The problem with the surgeon general’s controversial coronavirus advice to Americans of color
Adams’s remarks caused controversy, with his critics accusing him of discounting the effect systemic racism has had on Covid-19 deaths.
US Surgeon General Jerome Adams is facing criticism for controversial remarks he made during a White House coronavirus press conference on Friday, during which he discussed how communities of color can fight the spread of coronavirus and asked them to observe social distancing protocols “for your big mama.”
Adams made the remarks as he worked to address that the Covid-19 death rate is higher for Americans of color than it is for white Americans, pointing out, for example, that in Wisconsin’s Milwaukee County, African Americans make up 25 percent of the population, but 75 percent of the confirmed deaths.

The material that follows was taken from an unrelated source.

PR #4548, opened 2021-12-06
PS-7931: Implement slow query log rotation (8.0)

oleksandr-kachan:
https://jira.percona.com/browse/PS-7931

But while Adams brought up a number of underlying issues that contribute to this tragic reality, his remarks on those issues were ultimately overshadowed by rhetoric many found offensive — and that appeared to suggest minority Covid-19 deaths were a matter of personal responsibility rather than part of an ongoing crisis public health experts have said they are struggling to control.
Adams, who is a member of the White House’s coronavirus task force and often speaks during its daily briefings, ended his remarks Friday by telling communities of color they “are not helpless” in working to limit the spread of the virus. After prescribing social distancing and hand-washing, the surgeon general said:
“Avoid alcohol, tobacco, and drugs. And call your friends and family. Check in on your mother; she wants to hear from you right now.
And speaking of mothers, we need you to do this, if not for yourself, then for your abuela. Do it for your granddaddy. Do it for your Big Mama. Do it for your Pop-Pop. We need you to understand — especially in communities of color, we need you to step up and help stop the spread so that we can protect those who are most vulnerable.”
Adams’s comments swiftly received sharp pushback from progressive commentators. Given that this kind of rhetoric has generally not been targeted at general audiences or white communities, it implicitly seems to hold people of color to a uniquely high bar.
When Yamiche Alcindor, White House correspondent for PBS NewsHour, asked Adams to respond to criticism that his language was “offensive,” he said he was simply trying to be targeted in his communication.